Saved entries:
↓↓↓

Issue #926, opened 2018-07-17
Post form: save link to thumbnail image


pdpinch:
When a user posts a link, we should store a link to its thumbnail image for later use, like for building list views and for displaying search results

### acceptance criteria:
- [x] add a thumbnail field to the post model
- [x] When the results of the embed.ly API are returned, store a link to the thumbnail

↑↑↑

● **Action item**:
Return every line from the entries above that includes the word "link".

● **Result for this exercise**:
Post form: save link to thumbnail image
When a user posts a link, we should store a link to its thumbnail image for later use, like for building list views and for displaying search results
- [x] When the results of the embed.ly API are returned, store a link to the thumbnail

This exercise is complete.